Accepted for/Published in: JMIR Medical Informatics
Date Submitted: Sep 5, 2018
Open Peer Review Period: Sep 9, 2018 - Nov 4, 2018
Date Accepted: Mar 30, 2019
(closed for review but you can still tweet)
Natural Language Processing for the Identification of Silent Brain Infarcts from Neuroimaging Reports
ABSTRACT
Background:
Silent brain infarction (SBI) is defined as the presence of one or more brain lesions, presumed to be due to vascular occlusion, found by neuroimaging (magnetic resonance imaging or computed tomography) in patients without clinical manifestations of stroke. It is more common than stroke and can be detected in 20% of healthy elderly people. Early detection of SBI may mitigate the risk of stroke by offering preventative treatment plans. Natural language processing (NLP) techniques offer an opportunity to systematically identify SBI cases in electronic health records using by extracting, normalizing and classifying SBI related incidental findings interpreted by radiologists from neuroimaging reports.
Objective:
Our study is to develop NLP systems to determine individuals with incidentally-discovered SBIs from neuroimaging reports at two sites: Mayo Clinic and Tufts Medical Center.
Methods:
A screening protocol using diagnosis codes and problem lists was developed to identify index neuroimaging reports (the patient’s first MRI or CT in the EHR) for individual patients without clinically-evident stroke, transient ischemic attack (TIA), and dementia any time before or up to 30 days after the index imaging exam. 500 post-screened radiology reports were retrieved from two sites and 400 out of 1000 were randomly selected to create a duplication set for calculating inter-annotator agreement (IAA).

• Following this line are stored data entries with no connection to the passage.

PR #4759, opened 2026-06-15
Preparing STT services to support context carryover.

filipi87:
## Summary

  - Added `LLMContextAssistantTurnFrame`, a new frame broadcast by `LLMAssistantAggregator` when a bot turn completes, carrying the aggregated reply text, start timestamp, and whether the turn was interrupted
  - Added `STTService.process_assistant_turn(text, interrupted)` hook that STT subclasses can override to react to completed bot replies —  for example, to send the bot's reply to a provider-side context carryover API
  - `STTService` now handles `LLMContextAssistantTurnFrame` automatically and routes it to `process_assistant_turn()`


src/pipecat/frames/frames.py
```diff
@@ -499,6 +499,26 @@ class LLMContextAssistantTimestampFrame(DataFrame):
...
+
+    Parameters:
+        text: The assistant's aggregated spoken text for this turn.
+        timestamp: ISO-8601 timestamp of when the assistant turn started.
+        interrupted: Whether the turn was cut short by an interruption.
+    """
+
+    text: str
+    timestamp: str
+    interrupted: bool = False
```
markbackman: What purpose does `interrupted` serve? Would this be used in the STT service logic? Or, is it included as metadata from the assistant_turn_stopped event that we're passing on?

changelog/4759.added.md
```diff
@@ -0,0 +1,2 @@
+- Added `LLMContextAssistantTurnFrame`, broadcast by `LLMAssistantAggregator` when a bot turn completes, carrying the aggregated reply text, start timestamp, and whether it was interrupted.
+- Added `STTService.process_assistant_turn(text, interrupted)` hook that subclasses can override to feed the completed bot reply to a provider-side context carryover API. The base implementation is a no-op; `STTService` now handles `LLMContextAssistantTurnFrame` and calls this method automatically.
```
markbackman: Break this up into a second changelog, 4759.added.2.md.

src/pipecat/frames/frames.py
```diff
@@ -499,6 +499,26 @@ class LLMContextAssistantTimestampFrame(DataFrame):
...
+    downstream (e.g. STT services) can handle this frame to react to each
+    completed bot reply without needing a separate observer.
+
+    Parameters:
+        text: The assistant's aggregated spoken text for this turn.
+        timestamp: ISO-8601 timestamp of when the assistant turn started.
+        interrupted: Whether the turn was cut short by an interruption.
+    """
+
+    text: str
```
markbackman, line 516: Do we assume that the APIs will only take the last turns text or might they take a list of messages? Specifically, I'm wondering if this should carry the context so the STTService can provide more context, in the event that it's needed.

markbackman (commented):
I like this approach. Just a few questions.

src/pipecat/frames/frames.py
markbackman: Oh, I see. Assembly is using the turn by turn information to build their own local version of the context. This is smart.

I think what you have makes sense. We could add more information (e.g. context) later if it's needed. `text` will be easier to work with to start.

src/pipecat/frames/frames.py
filipi87: Right now, we're not using this for anything. 

I am not sure if it could somehow be useful for the STT service logic, or even for any other processor that might use this frame in the future. So I added it here to kind of mimic what we were sending in `on_assistant_turn_stopped`.

But yes, we're not using it for anything at the moment.

src/pipecat/frames/frames.py
filipi87: Right now, they are only using what the agent last said, which is why I implemented it this way.

Also, if they ever need the full context, they can process the `LLMContextFrame` directly.

changelog/4759.added.md
filipi87: Done.

src/pipecat/frames/frames.py
markbackman: If we don't have a need for it, maybe we should remove it? Then, only add it when it's needed? Rationale being that it's easier to add an API than remove.

src/pipecat/frames/frames.py
filipi87: Yep, makes sense. I have removed it.

markbackman (approved):
LGTM

PR #4760, opened 2026-06-15
feat(cli): route eval output to a gitignored eval-runs/ folder

markbackman:
## Summary

- Scaffolded projects now gitignore eval run output: `*.eval.log`, `*.debug.log`, and the `eval-runs/` run-output dir (the latter catches `.wav` recordings that the existing generic `*.log` rule misses).
- The vended `AGENTS.md` (§6) now tells agents to route eval runs into the gitignored `eval-runs/` with `--logs-dir eval-runs` / `--record-dir eval-runs`, and notes that `pipecat eval suite` already organizes runs into a timestamped `eval-runs/<timestamp>/`.

Keeps `pipecat eval run` artifacts from cluttering generated projects, without limiting where output can go.


filipi87 (approved):
LGTM!

PR #4761, opened 2026-06-16
feat(pipeline): add on_heartbeat_timeout event handler to PipelineWorker

### LINKED ISSUE #3648: Heartbeat event handler
### pipecat version

0.0.100

### Python version

_No response_

### Operating System

_No response_

### what we have tried: 
As a workaround, we subclassed `PipelineTask` and overrode the entire `_heartbeat_monitor_handler` method to add our custom logic. It works, but it's fragile since we're duplicating the entire method implementation and it could break with future updates.

### Question

Hey!

We just started using heartbeats in our pipeline - really helpful feature for detecting blocked pipelines.

One thing we noticed: when a timeout occurs (no heartbeat frame received within 10 seconds), the only feedback is a warning log. There's no way for consumers to react programmatically - for example, to emit metrics, trigger alerts, or cancel the pipeline.

Other timeout scenarios like idle detection have an `on_idle_timeout` event handler that consumers can subscribe to. It would be great to have the same pattern for heartbeat timeouts.

## Proposal

1. Add an `on_heartbeat_timeout` event handler that fires when a heartbeat frame is not received within the expected time window
2. Make the heartbeat monitor timeout configurable (currently hardcoded to 10x the heartbeat interval via `HEARTBEAT_MONITOR_SECS`)

The changes are minimal but definitely impactful.

Happy to create a PR for this if the approach sounds good!

### Context

_No response_

nuthalapativarun:

Adds an `on_heartbeat_timeout` event handler to `PipelineWorker`, fired whenever a heartbeat frame is not received within `heartbeats_monitor_secs`. This mirrors the existing `on_idle_timeout` pattern and lets application code react to stalled pipelines without polling.

Closes #3648

**Before:** The only observable signal for a missed heartbeat was a log warning emitted internally. There was no way for application code to hook into this condition.

**After:** Application code can register a handler:

```python
@worker.event_handler("on_heartbeat_timeout")
async def on_heartbeat_timeout(worker):
    logger.warning("Heartbeat timeout — pipeline may be stalled")
    # e.g. send an alert, trigger a restart, etc.
```


nuthalapativarun:
Friendly bump on this one — closes #3648 and has been sitting for about a week without review. Let me know if there's anything I can do to help move it along. Thanks!

filipi87 (approved):
LGTM! Thanks for the improvement, @nuthalapativarun.

I pushed a couple of docstring improvements, updated an example to use it, and added some automated tests.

The reports were evenly distributed to 4 radiology residents (2 from each site) to manually annotate SBI-related findings. Both rule-based and machine learning approaches were adopted in developing the NLP system. The rule-based system was implemented using the open-source NLP pipeline MedTagger, developed by Mayo Clinic. Features for rule-based system including significant words and patterns related to SBI were generated using point-wise mutual information. The machine learning models adopted convolutional neural network, random forest, support vector machine and logistic regression.
Results:
5 reports were removed due to invalid scan types. The IAAs across Mayo and Tufts neuroimaging reports were 0.87 and 0.91, respectively. The rule-based system yielded the best performance of predicting SBI with an accuracy, sensitivity, specificity, positive predictive value and negative predictive value of 0.991, 0.925, 1.000, 1.000, and 0.990, respectively. The CNN achieved the best score on predicting WMD with an accuracy, sensitivity, specificity, positive predictive value and negative predictive value of 0.994, 0.994, 0.994, 0.994, and 0.994, respectively. Overall, the rule-based model required a longer development time due to the features and rules were iteratively refined during multiple training phases using manual chart review as gold standard.
Conclusions:
We adopted a standardized data abstraction and modeling process to developed NLP techniques (rule-based and machine learning) to detect incidental SBIs and WMDs from annotated neuroimaging reports. Validation statistics suggested a high feasibility of detecting SBIs and WMDs from EHRs using NLP.